(Saved data entries)
------

PR #5549, opened 2025-10-24
Fix instance discovery bug 5546

### LINKED ISSUE #5546: [Bug] MSAL should not crash if instance discovery results in HTTP errors
### Library version used

4.77.1

### .NET version

1. Use an airgapped authority and regional
2. Make instance discoevry call to global endpopint fail with SSL error

Actual: MSAL crashes with the SSL exception
Expected: MSAL shopuld log the error and continue without aliases

### Scenario

None

see above

### Relevant code snippets

```csharp

```

### Expected behavior

_No response_

### Identity provider

### Regression

_No response_

### Solution and workarounds

_No response_

bgavrilMS:
Fixes #5546 

Authority validation should only fail on a specific error. Do not fail on Http errors.

### DIFF
--- a/src/client/Microsoft.Identity.Client/Instance/Discovery/InstanceDiscoveryManager.cs
+++ b/src/client/Microsoft.Identity.Client/Instance/Discovery/InstanceDiscoveryManager.cs
@@ -208,7 +208,7 @@ namespace Microsoft.Identity.Client.Instance.Discovery
                 requestContext.Logger.Error($"[Instance Discovery] Instance discovery failed - invalid instance! ");
                 throw;
             }
-            catch (HttpRequestException e) 
+            catch (Exception e) 
             { 
                 requestContext.Logger.Warning(
                     $"[Instance Discovery] Instance Discovery failed. MSAL will continue without network instance metadata. \n\r" +


tests/Microsoft.Identity.Test.Unit/PublicApiTests/ConfidentialClientApplicationTests.cs
```diff
@@ -151,39 +151,7 @@ public async Task ConfidentialClientUsingSecretNoCacheProvidedTestAsync()
                 appCacheAccess.AssertAccessCounts(1, 1);
                 userCacheAccess.AssertAccessCounts(0, 0);
             }
-        }
-
-        [TestMethod]
-        public async Task ConfidentialClientUsingSecretNoInstanceDiscoveryTestAsync()
```
bgavrilMS, line 157: I just moved this

tests/Microsoft.Identity.Test.Unit/PublicApiTests/InstanceDiscoveryTests.cs
```diff
@@ -0,0 +1,131 @@
...
+using System.Security.Cryptography;
+using System.Text;
+
+namespace Microsoft.Identity.Test.Unit.PublicApiTests
+{
+    [TestClass]
+    public class InstanceDiscoveryTests : TestBase
+    {
+        [TestMethod]
+        public async Task ConfidentialClientUsingSecretNoInstanceDiscoveryTestAsync()
```
bgavrilMS, line 37: Do not review this one, it was just moved.

Avery-Dunn (approved):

------

* Problem
Across all the entries, count the lines that contain the string "errors", and give that number without anything else.

* Answer space
2